▶ [Saved entries]
__________________________________________________

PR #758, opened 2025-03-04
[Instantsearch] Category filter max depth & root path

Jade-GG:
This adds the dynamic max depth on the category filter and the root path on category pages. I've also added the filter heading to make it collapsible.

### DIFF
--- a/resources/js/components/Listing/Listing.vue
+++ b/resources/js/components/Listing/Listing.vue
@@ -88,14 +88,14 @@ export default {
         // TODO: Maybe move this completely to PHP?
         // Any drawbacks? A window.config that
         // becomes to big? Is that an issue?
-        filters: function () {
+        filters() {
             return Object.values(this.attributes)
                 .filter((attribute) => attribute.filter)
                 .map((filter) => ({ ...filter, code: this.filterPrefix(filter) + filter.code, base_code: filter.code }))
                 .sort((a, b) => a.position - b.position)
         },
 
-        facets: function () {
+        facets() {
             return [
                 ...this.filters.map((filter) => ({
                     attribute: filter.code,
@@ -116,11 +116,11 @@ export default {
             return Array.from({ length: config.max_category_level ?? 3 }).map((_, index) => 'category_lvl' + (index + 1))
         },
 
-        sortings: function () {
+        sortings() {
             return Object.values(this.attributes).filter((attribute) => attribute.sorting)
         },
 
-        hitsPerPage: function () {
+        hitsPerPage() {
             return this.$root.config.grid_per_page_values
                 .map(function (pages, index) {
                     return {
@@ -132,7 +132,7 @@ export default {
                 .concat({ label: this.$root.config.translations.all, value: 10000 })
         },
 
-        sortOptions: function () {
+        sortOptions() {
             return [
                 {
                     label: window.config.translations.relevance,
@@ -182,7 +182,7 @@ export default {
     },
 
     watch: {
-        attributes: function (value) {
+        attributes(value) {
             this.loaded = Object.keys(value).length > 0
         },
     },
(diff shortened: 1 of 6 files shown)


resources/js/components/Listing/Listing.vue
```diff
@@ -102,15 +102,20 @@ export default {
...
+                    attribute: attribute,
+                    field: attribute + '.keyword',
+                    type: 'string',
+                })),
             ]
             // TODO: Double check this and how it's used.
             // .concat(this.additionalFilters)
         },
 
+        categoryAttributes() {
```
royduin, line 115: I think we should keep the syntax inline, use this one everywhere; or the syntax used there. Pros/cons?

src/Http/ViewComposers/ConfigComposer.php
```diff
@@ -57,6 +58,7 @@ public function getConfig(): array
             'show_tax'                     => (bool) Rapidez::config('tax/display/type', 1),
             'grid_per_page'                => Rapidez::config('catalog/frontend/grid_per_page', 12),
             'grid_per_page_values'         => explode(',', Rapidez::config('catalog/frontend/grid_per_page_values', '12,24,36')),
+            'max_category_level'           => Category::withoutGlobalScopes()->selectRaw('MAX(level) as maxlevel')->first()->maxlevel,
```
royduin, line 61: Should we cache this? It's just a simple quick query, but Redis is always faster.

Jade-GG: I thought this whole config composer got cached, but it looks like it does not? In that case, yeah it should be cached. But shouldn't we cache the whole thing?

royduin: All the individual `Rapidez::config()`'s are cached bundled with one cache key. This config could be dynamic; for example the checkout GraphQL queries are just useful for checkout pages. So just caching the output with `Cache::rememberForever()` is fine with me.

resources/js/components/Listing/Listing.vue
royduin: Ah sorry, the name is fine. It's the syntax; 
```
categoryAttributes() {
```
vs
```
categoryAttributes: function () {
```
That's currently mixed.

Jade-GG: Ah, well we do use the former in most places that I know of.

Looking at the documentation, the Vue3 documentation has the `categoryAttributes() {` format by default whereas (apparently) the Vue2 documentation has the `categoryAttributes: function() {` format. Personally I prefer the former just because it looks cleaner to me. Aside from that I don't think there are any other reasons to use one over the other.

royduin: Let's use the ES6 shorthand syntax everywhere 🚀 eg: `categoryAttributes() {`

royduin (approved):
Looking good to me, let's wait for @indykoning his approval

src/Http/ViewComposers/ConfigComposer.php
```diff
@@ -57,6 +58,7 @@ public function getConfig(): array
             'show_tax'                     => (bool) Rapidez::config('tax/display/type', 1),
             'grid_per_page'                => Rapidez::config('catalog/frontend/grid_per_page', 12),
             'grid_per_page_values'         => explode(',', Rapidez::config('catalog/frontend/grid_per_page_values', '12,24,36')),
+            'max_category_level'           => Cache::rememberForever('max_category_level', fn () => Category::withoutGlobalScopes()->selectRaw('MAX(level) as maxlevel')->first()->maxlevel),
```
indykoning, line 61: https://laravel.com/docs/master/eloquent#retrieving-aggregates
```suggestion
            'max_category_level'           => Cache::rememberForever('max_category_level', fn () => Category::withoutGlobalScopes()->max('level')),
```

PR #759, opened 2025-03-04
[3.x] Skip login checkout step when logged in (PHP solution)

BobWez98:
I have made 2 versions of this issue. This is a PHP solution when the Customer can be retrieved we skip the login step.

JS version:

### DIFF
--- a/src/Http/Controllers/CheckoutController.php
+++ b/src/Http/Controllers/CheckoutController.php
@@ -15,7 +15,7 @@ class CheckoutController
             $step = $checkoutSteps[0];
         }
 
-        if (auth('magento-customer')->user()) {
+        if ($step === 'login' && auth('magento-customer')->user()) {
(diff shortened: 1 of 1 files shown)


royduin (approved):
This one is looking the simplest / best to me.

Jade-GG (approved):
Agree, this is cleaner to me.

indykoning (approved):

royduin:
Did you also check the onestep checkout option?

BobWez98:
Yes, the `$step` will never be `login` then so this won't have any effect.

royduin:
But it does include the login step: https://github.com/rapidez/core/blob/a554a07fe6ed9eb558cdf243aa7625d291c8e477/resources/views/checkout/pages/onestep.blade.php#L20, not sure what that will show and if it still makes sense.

__________________________________________________

▶ [WHAT YOU HAVE TO DO] The lines above that hold the word "also" should be found and copied out.

▶ [EXPECTED OUTPUT]
This adds the dynamic max depth on the category filter and the root path on category pages. I've also added the filter heading to make it collapsible.
Did you also check the onestep checkout option?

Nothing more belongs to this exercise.